> _What is being asked_:
A stretch of the entries below is to be set down exactly, running from the line with "Thanks for the" through the line with "in the PR.)", both included, and no other line.

━━━━━ Material for this task ━━━━━

PR #1460, opened 2026-07-08
feat(faa-registry): add faa-registry

omarshahine:
## faa-registry

Every FAA aircraft lookup the registry website offers, plus a daily-synced offline copy of the entire US registry that unlocks fleet reports, hex decoding, ownership history, and expiration alerts no other tool has.

**API:** faa-registry | **Category:** travel | **Press version:** 4.27.1
**Spec:** internal YAML (sniffed from registry.faa.gov/aircraftinquiry — no official OpenAPI exists)

### Publication Path

New print

### CLI Shape

```bash
$ faa-registry-pp-cli --help
Every FAA aircraft lookup the registry website offers, plus a daily-synced offline copy of the entire US registry that unlocks fleet reports, hex decoding, ownership history, and expiration alerts no other tool has.

  • fleet report   One command turns an owner name into a full fleet profile: aircraft count, model mix, jet/turboprop/piston split, average seats and year built.
  • hex resolve   Resolve any number of ADS-B Mode S hex codes (args or stdin) to N-numbers, aircraft types, and owners — offline.
  • aircraft history   Chronological owner timeline for a tail number, stitching current registration with every deregistration record.
  • expiring   List registrations expiring within a window, filtered by owner or state, sorted soonest-first.
  • models fleet   For any make/model, break down every registered example by registrant type (corporate, individual, LLC, co-owned) and state.
  • nnumber available   Check whether an N-number is assigned, reserved, or free — computed locally, with the reason.

Health check: run 'faa-registry-pp-cli doctor' to verify auth and connectivity.

Usage:
  faa-registry-pp-cli [command]

Available Commands:
  agent-context Emit structured JSON describing this CLI for agents
  api           Browse all API endpoints by interface name
  completion    Generate the autocompletion script for the specified shell
  dealers       Search FAA dealer certificates by dealer name.
  doctor        Check CLI health
  documents     Search the FAA document index by collateral identifier.
  engines       Search the engine reference table by engine manufacturer and model.
  expiring      List registrations expiring within a window, soonest first
  feedback      Record feedback about this CLI (local by default; upstream opt-in)
  fleet         fleet subcommands: report
  help          Help about any command
  hex           hex subcommands: resolve, to-tail, from-tail
  models        Search the aircraft model reference by manufacturer and model name
  nnumber       nnumber subcommands: available
  owners        List all aircraft registered to an owner name (paginated).
  profile       Named sets of flags saved for reuse
  search        Full-text search the offline registry by owner, co-owner, manufacturer, or model
  sync          Download the FAA daily Releasable Aircraft Database into the local registry
  version       Print version
  watch         Watch owners or tail numbers for registration changes across syncs
  which         Find the command that implements a capability
  workflow      Compound workflows that combine multiple API operations

Flags:
  -h, --help                 help for faa-registry-pp-cli
      --profile string       Apply values from a saved profile (see 'faa-registry-pp-cli profile list')
      --rate-limit float     Max requests per second (0 to disable, default 2 for sniffed APIs) (default 2)
  -v, --version              version for faa-registry-pp-cli

Use "faa-registry-pp-cli [command] --help" for more information about a command.
```

### Novel Commands

| `fleet report` | Fleet composition report | Turn an owner name into a full fleet profile: count, model mix, jet/turboprop/piston split, avg seats and year — a MASTER×ACFTREF join no single API call produces. |
| `hex resolve` | Batch Mode S hex resolution | Resolve any number of ADS-B Mode S hex codes (args or stdin) to N-numbers, aircraft types, and owners, offline; pure-algorithm fallback for unassigned codes. |
| `aircraft history` | Aircraft ownership history | Chronological owner timeline stitching the current registration with every deregistration record (the FAA site shows only the current owner). |
| `expiring` | Expiring registrations | List registrations expiring within a window, filtered by owner or state, soonest-first — the alert the FAA sends by paper mail. |
| `models fleet` | Model-class fleet breakdown | Break down every registered example of a make/model by registrant type and state, with an honest per-variant matched-models split. |
| `nnumber available` | Offline N-number availability | Check whether N-numbers are assigned, reserved, or free — with the reason — computed locally at batch scale (the FAA's own page rejects scripted requests). |

### What This CLI Does

The FAA Civil Aviation Registry is the authoritative source for every US-registered aircraft, but it's browser-only, form-driven, and un-scriptable (Akamai returns 403 to non-browser clients). This CLI wraps both of its surfaces: the live `aircraftinquiry` web app — nine inquiry types parsed from the site's semantic `data-label` markup into typed JSON — and the daily Releasable Aircraft Database (~315K active registrations, ~383K deregistered, ~126K reserved N-numbers, plus model and engine reference data) synced into a local SQLite store with FTS5.

That combination is what no existing tool offers: the flagship `aircraft lookup <N>` returns a full live registration record, while `sync` unlocks offline fleet reports, Mode S hex↔tail decoding, ownership history, expiration alerts, and instant availability checks. It's read-only, needs no authentication (public data), and works entirely offline after one sync.

### Manuscripts

- [Research Brief](library/travel/faa-registry/.manuscripts/20260708-063305/research/)
- [Shipcheck & Acceptance Proofs](library/travel/faa-registry/.manuscripts/20260708-063305/proofs/)

### Validation Results

| Check | Result |
|-------|--------|
| Manifest | PASS |
| Phase 5 (full live dogfood, 86/86) | PASS |
| go mod tidy | PASS |
| go vet | PASS |
| go build | PASS |
| --help | PASS |
| --version | PASS |
| Manuscripts | PRESENT |


omarshahine:
Thanks for the review. All three findings addressed in `2ae6a12`:

**1. Generated mirror breaks publishing (P1)** — resolved. The `cli-skills/pp-faa-registry/SKILL.md` mirror was dropped from the diff in the prior push (`577fc9b`); the current PR head is library-only, and the `Verify` / generated-artifacts gate now passes. The post-merge `generate-skills.yml` will create the mirror from `library/travel/faa-registry/SKILL.md`. (This comment is "outside diff" because the file is no longer in the PR.)

**2. Partial archives look fresh (P1)** — fixed. `importZip` now validates that every required file (MASTER, ACFTREF, ENGINE, DEREG, RESERVED) is present in the archive *before* mutating any table, and errors out with the missing filenames if not — leaving the previous good import untouched. A partial archive can no longer import a subset and leave empty manufacturer/model/engine joins.

**3. Search index commits separately (P1)** — fixed. Added a `sync_complete` marker that is cleared at the start of an import and set only after every table **and** the FTS rebuild land in one run. `Synced()` now gates on that marker instead of a row count, so a torn or failed sync (missing file, failed table import, or failed FTS rebuild) reports **not synced** — offline commands tell the user to re-sync rather than reading a new registry against a stale/empty search index.

New test `TestIncompleteArchiveRejected` locks in that a missing-file archive both errors and leaves `Synced()` false. Verified live: a full `sync --force` against the real FAA archive stamps the marker and offline commands work; the incomplete-archive path errors cleanly.

omarshahine:
Fully atomic now in `da4ad8b`. `importZip` runs every table DELETE/INSERT, the FTS rebuild, and the `sync_complete` marker inside a **single transaction** — `importCSV` and `rebuildFTS` take the caller's `*sql.Tx` and no longer commit on their own. If anything fails (bad row, FTS rebuild error, killed process), the whole transaction rolls back and the previous good sync is preserved intact — base tables and `faa_master_fts` never diverge. New `TestFailedReimportRollsBack` asserts that a failed re-import leaves the original data present, the partial row absent, and the search index consistent. Verified live: a full `sync --force` (~900K rows) commits in one transaction in ~31s.

Issue #450, opened 2020-01-10
Spike: A less flexible layout of the DRD (that could potentially be generated) is sufficient for our customers


pinussilvestrus:
__What should we do?__

Investigate the following hypothesis: "A less flexible layout of the DRD (that could potentially be generated) is sufficient for our customers", cf. [DMN Hypothesis Board](https://docs.google.com/spreadsheets/d/1ZI1GDUHJFP_RWLeIKFFxzFAlyJzH4Ozt2ApZnHIhVqQ/edit#gid=0).

__Why should we do it?__

A less flexible layout might allow building more understandable DRDs. How such a layout could look like and whether it offers benefits for our users, that is the task of this issue. The issue should track the progress of this Spike.

__Resources__

* [DMN Hypothesis Board](https://docs.google.com/spreadsheets/d/1ZI1GDUHJFP_RWLeIKFFxzFAlyJzH4Ozt2ApZnHIhVqQ/edit#gid=0)
* [Hypothesis 1 Summary Docs](https://docs.google.com/document/d/12IKMBsUJ6HfsptMYOLmwxZGaqKqB7KKDwPY14DRK0X8/edit?usp=sharing)
* [`dmn-prototypes`](https://github.com/pinussilvestrus/dmn-prototypes)

pinussilvestrus:
We did a little research on how to deal with large DRDs, to get ideas for the first hypotheses. Results can be displayed [here](https://docs.google.com/document/d/12IKMBsUJ6HfsptMYOLmwxZGaqKqB7KKDwPY14DRK0X8/edit?folder=1n7i_hFdisXFE8NqlWM1bAZi8f45lXqFn#heading=h.lqr5z1j7vgl2) (full) and [here](https://docs.google.com/presentation/d/1Hdt4B0pRVz2OoOojJbI0iGBIeY2paiyZig5Cz_Er5Mk/edit?usp=sharing) (summary).


We decided to do the first bunch of user tests with the practical modeling exercise and the horizontal static layout sketch.

pinussilvestrus:
**Exercise 1 - draw DRD layout**

[**Photo Documentary**](https://drive.google.com/drive/folders/11UjZHaST6r017_JP--s_KOyaGEFZDeoO?usp=sharing)

*User 1*

- Top-bottom is the preferred way, left-right not that often used
- Left-right looks more as BPMN
- DRDs are dependency trees
- Main rule on top of all others
- Modeling in stages
[...]

PR #454, opened 2020-01-24
Enable element distribution

nikku:
This PR enables proper element distribution in DRD diagrams.

Distribution is not blind to existing element aligments. If it finds certain axis it will group elements so that they are on the same axis (as seen in the screenshots below). So in this sense, it automatically generates levels as prototyped in https://github.com/bpmn-io/dmn-js/issues/450.

Also as seen in the screenshots below, we may want to invest some more time to properly fix connection layouts after distribution took place. I consider this a future improvement.

__Input__

image

__Distribute Horizontally__

image

__Distribute Vertically__

image

### DIFF
--- a/packages/dmn-js-drd/src/features/distribute-elements/DrdDistributeElements.js
+++ b/packages/dmn-js-drd/src/features/distribute-elements/DrdDistributeElements.js
@@ -16,9 +16,12 @@ export default function DrdDistributeElements(distributeElements) {
   distributeElements.registerFilter(function(elements) {
     return filter(elements, function(element) {
 
-      // TODO(nikku): add elements that cannot be distributed
       var cannotDistribute = isAny(element, [
-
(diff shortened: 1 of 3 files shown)


nikku:
> Maybe it's worth it to add a little test coverage for the filterung-out of certain elements? Like we have in bpmn-js, to ensure some elements are not distributed.

An integration test exists: https://github.com/bpmn-io/dmn-js/pull/454/commits/6628cefc371c81fa606fa995a19a06da7638050e#diff-6a3f1b2979317bc1c21c6522911d78adR33

It would fail with different exclusion patterns.

> The commit is named to be a fix. We usually don't direct fixing PRs to develop. I'd rather name it as a feat since we actively exclude elements from the distribution as an addition to the feature.

Technically it is a fix, as distribution was broken before explicitly excluding these elements.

━━━━━

> _Problem solution_:
Thanks for the review. All three findings addressed in `2ae6a12`:

**1. Generated mirror breaks publishing (P1)** — resolved. The `cli-skills/pp-faa-registry/SKILL.md` mirror was dropped from the diff in the prior push (`577fc9b`); the current PR head is library-only, and the `Verify` / generated-artifacts gate now passes. The post-merge `generate-skills.yml` will create the mirror from `library/travel/faa-registry/SKILL.md`. (This comment is "outside diff" because the file is no longer in the PR.)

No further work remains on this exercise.